### YOUR GOAL
Lines with "import": please show every one of them from the listing below.

▶

PR #3592, opened 2024-06-29
[REF-3076] Do not purge .web/pages in dev mode

### LINKED ISSUE #3416: [REF-3076] 404 with recomplilation when working on routes
When working with pages that are routes auto reloading leads to 404 errors that cannot be recovered without restarting reflex.

**To Reproduce**
I have an event hander in the state for the below page. If i change an invalid variable name to a correct one i can force throwing an attribute error. Switching between valid and invalid 2-3’times throws a 404 and reloading doesnt work. Restarting reflex does

This is my route:
`@rx.page(route="/entity/[entity_id]/")
def entity_editor():`

**Expected behavior**
Editing pages should result in reloading a working reflex app

**Screenshots**

 - Python Version: 3.12
 - Reflex Version: 0.52
 - OS: osx 13.3.1
 - Browser (Optional): firefox
 
**Additional context**
Generally happens often with all sorts of editing, but reporducible with the above

<sub>[REF-3076](https://linear.app/reflex-dev/issue/REF-3076/404-with-recomplilation-when-working-on-routes)</sub>

masenf:
Avoid race condition in hot reload that occurs when pages are removed before they are recreated.

Fix #3416

### DIFF
--- a/reflex/app.py
+++ b/reflex/app.py
@@ -14,6 +14,7 @@ import os
 import platform
 import sys
 from datetime import datetime
+from pathlib import Path
 from typing import (
     Any,
     AsyncIterator,
@@ -1055,9 +1056,6 @@ class App(LifespanMixin, Base):
 
         progress.advance(task)
 
-        # Empty the .web pages directory.
-        compiler.purge_web_pages_dir()
-
         progress.advance(task)
         progress.stop()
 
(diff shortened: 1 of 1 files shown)


benedikt-bartscher:
@masenf shouldn't this be REF-3076 instead of REF-3067?

picklelo (approved):
nice fix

◀

### EXERCISE RESPONSE
@@ -14,6 +14,7 @@ import os
 import platform
 import sys
 from datetime import datetime
+from pathlib import Path
 from typing import (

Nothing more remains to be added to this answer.